Exercise directions:
The required result is the number of lines in this material containing the word "offset". Write that number and no other text.

Provided records:
········

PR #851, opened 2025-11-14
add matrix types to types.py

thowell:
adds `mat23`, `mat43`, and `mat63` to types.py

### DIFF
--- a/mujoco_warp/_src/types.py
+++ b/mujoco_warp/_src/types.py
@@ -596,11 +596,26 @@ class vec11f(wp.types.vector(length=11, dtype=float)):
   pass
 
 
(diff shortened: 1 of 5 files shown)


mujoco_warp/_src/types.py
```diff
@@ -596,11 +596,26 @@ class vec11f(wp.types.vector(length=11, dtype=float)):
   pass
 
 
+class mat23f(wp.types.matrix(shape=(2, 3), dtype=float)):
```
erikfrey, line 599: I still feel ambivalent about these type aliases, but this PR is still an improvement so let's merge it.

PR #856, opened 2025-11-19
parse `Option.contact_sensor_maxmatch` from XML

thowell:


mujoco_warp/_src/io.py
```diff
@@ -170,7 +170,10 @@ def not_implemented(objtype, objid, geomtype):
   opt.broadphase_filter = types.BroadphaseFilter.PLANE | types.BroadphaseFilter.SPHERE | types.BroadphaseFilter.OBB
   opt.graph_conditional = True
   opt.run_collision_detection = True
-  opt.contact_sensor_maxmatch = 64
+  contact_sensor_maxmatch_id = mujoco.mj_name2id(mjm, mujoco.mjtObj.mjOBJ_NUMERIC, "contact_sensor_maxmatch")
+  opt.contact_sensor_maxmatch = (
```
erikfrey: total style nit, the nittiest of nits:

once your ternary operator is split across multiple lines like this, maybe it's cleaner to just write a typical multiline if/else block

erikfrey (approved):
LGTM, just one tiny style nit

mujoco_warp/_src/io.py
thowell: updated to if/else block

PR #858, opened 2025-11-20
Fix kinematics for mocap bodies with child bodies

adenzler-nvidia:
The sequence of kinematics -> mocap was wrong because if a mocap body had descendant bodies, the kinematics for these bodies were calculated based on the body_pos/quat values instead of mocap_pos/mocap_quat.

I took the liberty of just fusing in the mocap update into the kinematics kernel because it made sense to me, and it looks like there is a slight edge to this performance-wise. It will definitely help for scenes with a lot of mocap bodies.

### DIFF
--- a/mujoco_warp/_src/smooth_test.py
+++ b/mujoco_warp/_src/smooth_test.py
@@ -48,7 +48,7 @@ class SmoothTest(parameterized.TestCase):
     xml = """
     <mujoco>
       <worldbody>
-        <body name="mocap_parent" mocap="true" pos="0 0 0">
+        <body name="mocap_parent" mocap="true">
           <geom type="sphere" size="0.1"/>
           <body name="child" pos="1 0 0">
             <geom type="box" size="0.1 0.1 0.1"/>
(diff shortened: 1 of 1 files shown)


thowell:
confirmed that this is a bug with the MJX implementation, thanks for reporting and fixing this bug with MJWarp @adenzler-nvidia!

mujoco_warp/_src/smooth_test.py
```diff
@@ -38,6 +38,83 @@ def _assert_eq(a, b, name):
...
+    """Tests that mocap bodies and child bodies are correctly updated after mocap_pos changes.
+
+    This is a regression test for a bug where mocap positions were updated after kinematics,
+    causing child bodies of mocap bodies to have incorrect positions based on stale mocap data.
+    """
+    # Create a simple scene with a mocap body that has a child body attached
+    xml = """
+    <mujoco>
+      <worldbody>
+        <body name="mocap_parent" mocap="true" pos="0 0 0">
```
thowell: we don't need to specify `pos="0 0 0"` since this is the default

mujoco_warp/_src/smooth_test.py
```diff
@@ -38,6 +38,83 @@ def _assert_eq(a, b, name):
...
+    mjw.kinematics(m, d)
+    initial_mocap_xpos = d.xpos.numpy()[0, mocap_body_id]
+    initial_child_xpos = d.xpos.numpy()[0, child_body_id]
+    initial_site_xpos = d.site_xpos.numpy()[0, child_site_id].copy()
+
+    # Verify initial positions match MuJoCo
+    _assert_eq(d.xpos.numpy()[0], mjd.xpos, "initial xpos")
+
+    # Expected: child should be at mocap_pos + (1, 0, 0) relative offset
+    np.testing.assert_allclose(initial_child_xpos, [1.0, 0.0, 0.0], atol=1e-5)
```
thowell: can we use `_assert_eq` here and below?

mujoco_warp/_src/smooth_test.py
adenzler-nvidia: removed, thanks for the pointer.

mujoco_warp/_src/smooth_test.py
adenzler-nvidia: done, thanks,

········

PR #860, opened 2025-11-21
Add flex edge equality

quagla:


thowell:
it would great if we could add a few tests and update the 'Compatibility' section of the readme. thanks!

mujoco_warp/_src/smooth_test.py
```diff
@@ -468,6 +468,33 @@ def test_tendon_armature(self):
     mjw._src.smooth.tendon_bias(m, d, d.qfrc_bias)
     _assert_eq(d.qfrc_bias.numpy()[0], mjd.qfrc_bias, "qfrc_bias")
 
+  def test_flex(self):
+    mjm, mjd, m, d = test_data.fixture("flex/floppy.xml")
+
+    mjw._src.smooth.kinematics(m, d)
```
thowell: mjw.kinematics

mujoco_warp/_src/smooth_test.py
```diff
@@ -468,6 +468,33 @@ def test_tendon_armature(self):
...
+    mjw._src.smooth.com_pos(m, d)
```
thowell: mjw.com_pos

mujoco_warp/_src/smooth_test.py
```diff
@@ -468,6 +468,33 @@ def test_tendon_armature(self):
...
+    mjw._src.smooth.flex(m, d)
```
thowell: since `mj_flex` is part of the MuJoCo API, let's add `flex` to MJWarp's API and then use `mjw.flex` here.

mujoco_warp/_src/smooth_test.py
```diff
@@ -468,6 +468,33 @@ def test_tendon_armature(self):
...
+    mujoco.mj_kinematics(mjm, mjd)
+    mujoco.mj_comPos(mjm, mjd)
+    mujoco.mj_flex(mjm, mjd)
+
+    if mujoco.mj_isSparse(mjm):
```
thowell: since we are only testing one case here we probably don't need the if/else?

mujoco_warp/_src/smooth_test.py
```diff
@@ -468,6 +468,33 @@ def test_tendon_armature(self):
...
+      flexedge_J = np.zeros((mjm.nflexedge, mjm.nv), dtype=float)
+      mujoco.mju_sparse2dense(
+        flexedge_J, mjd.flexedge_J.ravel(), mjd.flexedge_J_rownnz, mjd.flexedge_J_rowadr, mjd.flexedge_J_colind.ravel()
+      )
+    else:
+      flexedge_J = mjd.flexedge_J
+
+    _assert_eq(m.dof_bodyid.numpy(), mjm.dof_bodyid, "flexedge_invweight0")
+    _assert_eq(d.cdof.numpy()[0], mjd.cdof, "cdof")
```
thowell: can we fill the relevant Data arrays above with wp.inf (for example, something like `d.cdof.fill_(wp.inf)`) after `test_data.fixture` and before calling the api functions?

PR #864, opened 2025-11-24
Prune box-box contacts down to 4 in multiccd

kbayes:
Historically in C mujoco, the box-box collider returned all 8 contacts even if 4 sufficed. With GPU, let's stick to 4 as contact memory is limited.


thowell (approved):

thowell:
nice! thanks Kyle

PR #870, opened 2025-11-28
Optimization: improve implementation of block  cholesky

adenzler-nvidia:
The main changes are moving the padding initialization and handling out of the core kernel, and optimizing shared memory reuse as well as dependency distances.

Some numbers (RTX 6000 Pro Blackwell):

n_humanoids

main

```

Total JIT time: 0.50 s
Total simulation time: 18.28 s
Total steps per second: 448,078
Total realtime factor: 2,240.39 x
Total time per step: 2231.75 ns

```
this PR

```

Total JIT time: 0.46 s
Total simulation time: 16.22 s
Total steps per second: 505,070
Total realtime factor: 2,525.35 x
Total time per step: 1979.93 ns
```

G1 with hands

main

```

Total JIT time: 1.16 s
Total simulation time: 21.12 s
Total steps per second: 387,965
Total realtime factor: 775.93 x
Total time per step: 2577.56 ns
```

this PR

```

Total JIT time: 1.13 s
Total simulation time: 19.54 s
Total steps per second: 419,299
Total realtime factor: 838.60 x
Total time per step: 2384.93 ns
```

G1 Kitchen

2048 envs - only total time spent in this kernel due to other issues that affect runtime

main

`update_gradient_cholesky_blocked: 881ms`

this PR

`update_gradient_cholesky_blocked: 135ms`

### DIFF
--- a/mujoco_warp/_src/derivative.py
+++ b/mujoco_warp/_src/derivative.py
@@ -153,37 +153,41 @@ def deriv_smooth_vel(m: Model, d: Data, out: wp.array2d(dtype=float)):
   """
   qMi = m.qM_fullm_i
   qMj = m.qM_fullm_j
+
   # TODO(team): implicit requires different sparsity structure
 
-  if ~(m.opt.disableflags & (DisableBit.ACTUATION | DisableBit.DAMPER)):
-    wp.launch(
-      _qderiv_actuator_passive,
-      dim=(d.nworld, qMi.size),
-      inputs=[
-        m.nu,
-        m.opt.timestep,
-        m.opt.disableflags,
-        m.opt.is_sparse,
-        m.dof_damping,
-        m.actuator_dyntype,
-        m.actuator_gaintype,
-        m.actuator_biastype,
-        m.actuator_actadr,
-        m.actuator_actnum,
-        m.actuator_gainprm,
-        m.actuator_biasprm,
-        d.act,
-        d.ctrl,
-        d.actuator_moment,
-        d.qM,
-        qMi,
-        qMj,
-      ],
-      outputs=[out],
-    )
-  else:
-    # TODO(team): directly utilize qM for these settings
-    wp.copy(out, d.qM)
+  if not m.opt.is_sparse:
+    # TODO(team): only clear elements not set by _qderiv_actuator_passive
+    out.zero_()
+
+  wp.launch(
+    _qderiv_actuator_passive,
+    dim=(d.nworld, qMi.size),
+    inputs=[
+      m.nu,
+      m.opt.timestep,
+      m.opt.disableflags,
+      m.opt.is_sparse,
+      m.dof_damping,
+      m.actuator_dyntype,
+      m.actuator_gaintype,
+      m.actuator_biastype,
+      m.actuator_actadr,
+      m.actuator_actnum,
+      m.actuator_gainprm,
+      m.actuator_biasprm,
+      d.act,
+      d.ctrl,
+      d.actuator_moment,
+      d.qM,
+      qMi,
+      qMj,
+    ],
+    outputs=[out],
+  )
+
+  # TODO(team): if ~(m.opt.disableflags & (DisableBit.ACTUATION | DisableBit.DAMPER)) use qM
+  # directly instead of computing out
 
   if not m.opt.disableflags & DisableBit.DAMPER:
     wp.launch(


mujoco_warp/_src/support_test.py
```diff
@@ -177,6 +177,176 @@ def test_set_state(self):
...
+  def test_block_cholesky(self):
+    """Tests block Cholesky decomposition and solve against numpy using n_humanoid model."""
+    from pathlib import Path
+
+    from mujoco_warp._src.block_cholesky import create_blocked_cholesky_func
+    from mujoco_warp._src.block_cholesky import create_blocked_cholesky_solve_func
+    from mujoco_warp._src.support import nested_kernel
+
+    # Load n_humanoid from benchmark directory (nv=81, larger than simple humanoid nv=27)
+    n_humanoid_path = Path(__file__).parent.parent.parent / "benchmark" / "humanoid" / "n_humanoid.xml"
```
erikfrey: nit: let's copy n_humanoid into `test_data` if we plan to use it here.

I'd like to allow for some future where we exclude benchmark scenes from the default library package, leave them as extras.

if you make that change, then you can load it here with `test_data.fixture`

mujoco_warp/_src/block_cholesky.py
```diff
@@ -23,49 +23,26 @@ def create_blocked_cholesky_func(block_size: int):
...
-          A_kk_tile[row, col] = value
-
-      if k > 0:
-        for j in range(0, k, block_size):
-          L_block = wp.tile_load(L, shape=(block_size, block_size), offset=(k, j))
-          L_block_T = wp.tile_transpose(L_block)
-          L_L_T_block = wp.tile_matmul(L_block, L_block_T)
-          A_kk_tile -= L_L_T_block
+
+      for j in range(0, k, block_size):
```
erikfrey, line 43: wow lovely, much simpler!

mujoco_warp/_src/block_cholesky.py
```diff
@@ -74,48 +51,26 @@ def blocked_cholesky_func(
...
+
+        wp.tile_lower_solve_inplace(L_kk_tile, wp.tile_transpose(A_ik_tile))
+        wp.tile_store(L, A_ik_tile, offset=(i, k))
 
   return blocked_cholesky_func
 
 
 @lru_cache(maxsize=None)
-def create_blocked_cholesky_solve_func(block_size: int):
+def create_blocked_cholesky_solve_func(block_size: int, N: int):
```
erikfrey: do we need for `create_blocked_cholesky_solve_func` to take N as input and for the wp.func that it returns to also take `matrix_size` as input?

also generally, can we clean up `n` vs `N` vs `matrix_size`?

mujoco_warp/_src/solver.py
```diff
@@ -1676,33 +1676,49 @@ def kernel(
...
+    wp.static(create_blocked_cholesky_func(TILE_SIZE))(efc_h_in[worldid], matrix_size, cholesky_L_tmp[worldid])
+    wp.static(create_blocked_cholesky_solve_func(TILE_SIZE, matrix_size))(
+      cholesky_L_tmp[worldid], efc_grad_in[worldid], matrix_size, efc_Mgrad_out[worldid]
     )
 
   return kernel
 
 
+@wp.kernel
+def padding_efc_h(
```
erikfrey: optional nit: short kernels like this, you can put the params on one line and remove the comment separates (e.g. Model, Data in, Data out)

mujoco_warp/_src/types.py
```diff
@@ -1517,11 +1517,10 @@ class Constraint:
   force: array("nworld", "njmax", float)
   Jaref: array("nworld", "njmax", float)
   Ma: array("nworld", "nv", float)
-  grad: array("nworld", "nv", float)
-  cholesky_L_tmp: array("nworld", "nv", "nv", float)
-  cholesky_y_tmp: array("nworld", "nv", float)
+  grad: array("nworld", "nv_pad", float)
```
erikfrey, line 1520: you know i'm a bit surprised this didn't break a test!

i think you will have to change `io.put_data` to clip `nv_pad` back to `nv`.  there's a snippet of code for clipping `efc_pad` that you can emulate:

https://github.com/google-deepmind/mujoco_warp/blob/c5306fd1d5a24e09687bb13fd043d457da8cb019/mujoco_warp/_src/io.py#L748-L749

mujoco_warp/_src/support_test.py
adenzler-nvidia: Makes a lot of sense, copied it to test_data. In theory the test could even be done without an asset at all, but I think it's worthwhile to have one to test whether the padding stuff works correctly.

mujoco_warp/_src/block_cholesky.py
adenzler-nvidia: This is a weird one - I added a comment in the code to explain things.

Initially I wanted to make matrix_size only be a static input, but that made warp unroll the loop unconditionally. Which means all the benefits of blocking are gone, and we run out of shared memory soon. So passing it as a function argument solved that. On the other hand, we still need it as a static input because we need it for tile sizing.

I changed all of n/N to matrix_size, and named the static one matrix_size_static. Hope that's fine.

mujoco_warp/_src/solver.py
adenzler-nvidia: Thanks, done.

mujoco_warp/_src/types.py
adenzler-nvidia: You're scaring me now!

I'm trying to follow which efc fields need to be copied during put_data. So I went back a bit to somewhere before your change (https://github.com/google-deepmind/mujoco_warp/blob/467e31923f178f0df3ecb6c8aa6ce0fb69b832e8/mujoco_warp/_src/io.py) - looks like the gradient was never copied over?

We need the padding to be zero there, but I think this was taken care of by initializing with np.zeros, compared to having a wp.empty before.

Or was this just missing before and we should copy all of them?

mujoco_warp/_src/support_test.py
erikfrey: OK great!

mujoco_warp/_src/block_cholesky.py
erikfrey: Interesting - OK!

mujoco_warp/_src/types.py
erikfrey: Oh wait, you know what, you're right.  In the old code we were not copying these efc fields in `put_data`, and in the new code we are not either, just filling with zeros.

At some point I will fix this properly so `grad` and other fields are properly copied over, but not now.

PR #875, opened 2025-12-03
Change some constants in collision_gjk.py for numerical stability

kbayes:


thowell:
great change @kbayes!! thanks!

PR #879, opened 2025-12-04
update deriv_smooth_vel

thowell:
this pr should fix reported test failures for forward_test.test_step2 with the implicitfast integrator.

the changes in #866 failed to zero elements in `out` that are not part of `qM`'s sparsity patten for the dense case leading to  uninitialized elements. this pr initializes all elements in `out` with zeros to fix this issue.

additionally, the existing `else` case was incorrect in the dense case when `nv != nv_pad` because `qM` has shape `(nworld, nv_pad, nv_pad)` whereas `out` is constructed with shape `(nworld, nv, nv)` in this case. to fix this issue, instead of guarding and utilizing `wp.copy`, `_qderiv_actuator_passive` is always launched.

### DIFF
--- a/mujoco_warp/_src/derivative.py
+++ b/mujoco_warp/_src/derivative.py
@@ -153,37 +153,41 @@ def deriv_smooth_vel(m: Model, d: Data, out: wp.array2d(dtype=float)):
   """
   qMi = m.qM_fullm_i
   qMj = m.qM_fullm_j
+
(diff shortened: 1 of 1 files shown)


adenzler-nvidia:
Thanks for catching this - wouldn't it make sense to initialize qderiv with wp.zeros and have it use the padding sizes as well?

········

Answer:
3